Мы раньше никогда не обсуждали последний пункт, но я все равно его добавил, зная, что на Бакстера произведет впечатление мой уровень самовосприятия. И я буду на шаг ближе к тому моменту, когда смогу его убедить в том, что излечился.
— Очень хорошо, — сказал он, бросив на меня взгляд из-за компьютера. — Вот видите, за угол вы действительно завернули. Теперь вы другой человек, по сравнению с тем, кем вы были, когда пришли ко мне в марте.
— Это хорошо?
— Без сомнения. Я хочу сказать, что еще предстоит пройти определенный путь, прежде чем вы станете…
— Нормальным?
— Я хотел сказать, счастливым. Но это путь, состоящий из маленьких шажков, мистер Смит. Бессмысленно пытаться бежать… и все такое прочее.
— По-видимому, это так.
— Но и встраивать вас в ту или иную социальную форму тоже нет смысла, — добавил Бакстер. — То, что нужно, это чтобы вы достигли такого уровня понимания, который позволит вам взаимодействовать с другими более полноценным и менее стрессогенным образом. — Он опустил глаза на свои пальцы и тихонько рассмеялся. — Я не часто признаюсь в этом, мистер Смит, но на самом деле я иногда ловлю себя на том, что завидую своим пациентам.
— Как это?
— Речь о той возможности, которую дает поиск самого себя, на мой взгляд. По-настоящему оценить свое место в масштабах, так сказать, Вселенной. Распознать то, что действительно важно. Ведь так легко разбазарить время жизни, испытывая лишь скудный набор эмоций, и никогда не задумываться о том, почему делаешь то, что делаешь. Кто это сказал: «Неосмысленная жизнь не стоит того, чтобы жить.» Аристотель?
— Сократ.
— Ах да, конечно. Безусловно, это глубокая философская позиция, кто бы ее ни высказал. Позиция, в соответствии с которой, боюсь, я никогда не смогу жить, как вы, мистер Смит. Вы проживаете жизнь. Вы вступаете в борьбу. В отличие от меня.

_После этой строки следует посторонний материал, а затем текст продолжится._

PR #1425, opened 2016-09-09
Qscript misc

alissapajer:
@sellout some misc qscript changes that I didn't want to lose

### DIFF
--- a/core/src/main/scala/quasar/qscript/QScriptCore.scala
+++ b/core/src/main/scala/quasar/qscript/QScriptCore.scala
@@ -32,7 +32,9 @@ sealed abstract class QScriptCore[T[_[_]], A]
 @Lenses final case class Map[T[_[_]], A](src: A, f: FreeMap[T])
     extends QScriptCore[T, A]
 
-@Lenses final case class ReduceIndex(idx: Int)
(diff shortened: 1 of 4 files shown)


core/src/main/scala/quasar/qscript/QScriptCore.scala
```diff
@@ -232,38 +234,37 @@ object QScriptCore {
             concatBuckets(b1.map(_ >> m1)) match {
```
alissapajer: @sellout in this case we just use the buckets `b1` and ignore the buckets from the other side. I am unable to convince myself this is correct. 

We still need bucket access into the new source, and I don't think we can just use the buckets from one side and not the other. Is this just a buggy remnant left over from an old version of source merging, maybe when we had a different provenance representation?

It seems like what we actually need to return here is a new common source (without provenance information) along with access into both the values and buckets for each side. Instead, what we are actually returning is a common source which includes bucketing information (from only one side), and then access to the left and right values.

Can you see through what was going on here?

alissapajer: (Also this is out of the scope of this PR, but I the discussion needed to be had somewhere...)

PR #1423, opened 2016-09-08
Replace transformers with mtl classes in `convertToQScript` and `ConvertPath`

wemrysi:
Replaces the explicit choices of `WriterT[?[_], PhaseResults, ?]` and `EitherT[?[_], FileSystemError, ?]` in `QueryFile.convertToQScript` with their equivalent "mtl" class. Also does the same in `ConvertPath`.

This expresses the required capabilities more directly, trading data types for constraints, and makes them easier to use with other transformer stacks (or algebraic effects) that satisfy the constraints.

PR #1426, opened 2016-09-09
Add support for XQuery module imports and namespace/function declarations

### LINKED ISSUE #1418: Module import and namespace/function declaration tracking
Add support for namespace and function declarations as well as module imports and track their usage so they can be added to the prolog of the xquery main module sent to the server.

This will also allow us to define actual local functions which should reduce the size and improve debugability of the generated plans. Currently these are huge as we're inlining all of our local "functions" at every call site.

wemrysi:
Implements XQuery main modules, namespace declarations, function declarations and module imports. These constructs can be defined via the scala dsl and used in planning QScript. Dependency tracking is used such that only the declarations and imports actually required for a plan are included in the final module sent to marklogic.

As a smoke test, the left shift functions have been converted into function declarations with the intention that the rest of the custom "functions" will be similarly converted in a separate PR.

This PR depends on #1423 so it contains some of the same commits, which can be ignored (i.e. all the changes in `quasar.qscript`).

The dsl for declaring functions is ok, but a little awkward, hopefully we can improve on this as we use it more, suggestions for improvement welcome!

Here is an example of a plan for `select * from /explain/data` using the new features

```xquery
xquery version "1.0-ml";

declare namespace ejson = "http://quasar-analytics.org/ejson";
declare namespace quasar = "http://quasar-analytics.org/quasar";

declare function ejson:array-left-shift($arr as element(ejson:array)) as item()* {
  $arr/child::ejson:array-element/child::node()
};

declare function ejson:map-left-shift($map as element(ejson:map)) as item()* {
  $map/child::ejson:map-entry/child::ejson:map-value/child::node()
};

declare function quasar:left-shift($node as node()) as item()* {
  if (fn:node-name($node) = fn:QName("http://quasar-analytics.org/ejson", "ejson:array")) then ejson:array-left-shift($node) else if (fn:node-name($node) = fn:QName("http://quasar-analytics.org/ejson", "ejson:map")) then ejson:map-left-shift($node) else quasar:node-left-shift($node)
};

declare function quasar:node-left-shift($node as node()*) as item()* {
  $node/child::node()/child::node()
};

for $v1 in ((: Read :)()) let $v2 := $v1, $v3 := quasar:left-shift($v2) return $v3
```

Fixes #1418


marklogic/src/main/scala/quasar/physical/marklogic/qscript/MapFuncPlanner.scala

— Возможно, вам следует сказать все это Хэнни. Тогда он, может быть, лучше поймет меня.
Бакстер улыбнулся:
— Он поймет со временем. Вы, возможно, чувствуете, что ваши отношения испортились, но мы, человеческие существа, обладаем внутренней потребностью исправлять ошибки. Все наладится. Ваш брат сильнее, чем вы думаете.